In retirement, singles compared to couples have higher rates of poverty and financial stress, lower rates of homeownership, and lower levels of wealth*. Homeownership is a key factor in influencing retirement outcomes because homeowners have lower housing costs and an asset that can be drawn on in retirement.
Please note: Since the early 1980s, rates of divorce have steadily increased among older age groups. In 2016, around 19% (women) and 15.4% (men) aged 60-64 were divorced and single, compared with 6.7% and 6.3%, respectively, in 1991*.
Unfortunately, separation and divorce can have a considerable financial impact on a person—affecting employment, household income and spending, homeownership, household assets (incl. super), and debt^.
Please note: In 2018, the median age of divorce was 45.9 years (men) and 43.2 years (women), up from 35.3 years and 32.7 years, respectively, in 1980. This age increase has reduced the time a divorcee has to recover financially before retirement*.

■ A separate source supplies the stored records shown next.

PR #753, opened 2025-12-30
chore: resolve benchmark compilation errors

mattsse:
Fixes compilation errors in benchmark files.

Updated benchmarks to use `BlockId` instead of removed `BlockTag` type, added required `with_file_db()` calls to builder chains, and replaced deprecated `into_path()` with `keep()`.


ncitron (approved):
LGTM!

PR #757, opened 2026-01-09
perf: skip unchanged finalized block fetch and send

karen-sarkisyan:
This PR notably improves performance of mainnet advance tracking algorithm:
- Skips finalized block fetch when it hasn't changed according to finality update
- Finalized+optimistic block fetching is done in parallel instead of sequentially

Performance assessment:
While the result is highly sensitive to the number of transactions in the block and network speed, ballpark figures of perf improvement of mainnet advance algorithm would be something like this:
1. ≈2x-3x faster latest (optimistic) block update due to skipped finalized block fetching and recovery
2. ≈30% faster finalized block update due to parallelized fetching
3. ≈45% less main thread blocking time while tracking tip of chain which can amount to ≈15 seconds of total main thread blocking per epoch in WASM (assuming 80ms blocking finality update verifications after https://github.com/a16z/helios/pull/751 is applied and 500ms single `payload_to_block` call blocking time) due to skipped finalized block recoveries when unchanged

### DIFF
--- a/ethereum/src/consensus.rs
+++ b/ethereum/src/consensus.rs
@@ -475,15 +475,43 @@ impl<S: ConsensusSpec, R: ConsensusRpc<S>> Inner<S, R> {
 
     pub async fn send_blocks(&self) -> Result<()> {
         let slot = self.store.optimistic_header.beacon().slot;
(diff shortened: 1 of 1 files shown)


ncitron (approved):
LGTM!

Therefore, it can be difficult for a person—especially with children—to save an adequate home deposit and avoid LMI or a loan guarantor arrangement.
The Family Home Guarantee started 1 July 2021, to assist eligible single parents, with dependent children, purchase a home with a deposit as low as 2%, by guaranteeing any shortfall in the 20% deposit most lenders require.
*Australian Government, Treasury. (2020). Retirement Income Review: Final report, July 2020.
^AMP.NATSEM Income and Wealth Report. (2016). Divorce: For richer, for poorer.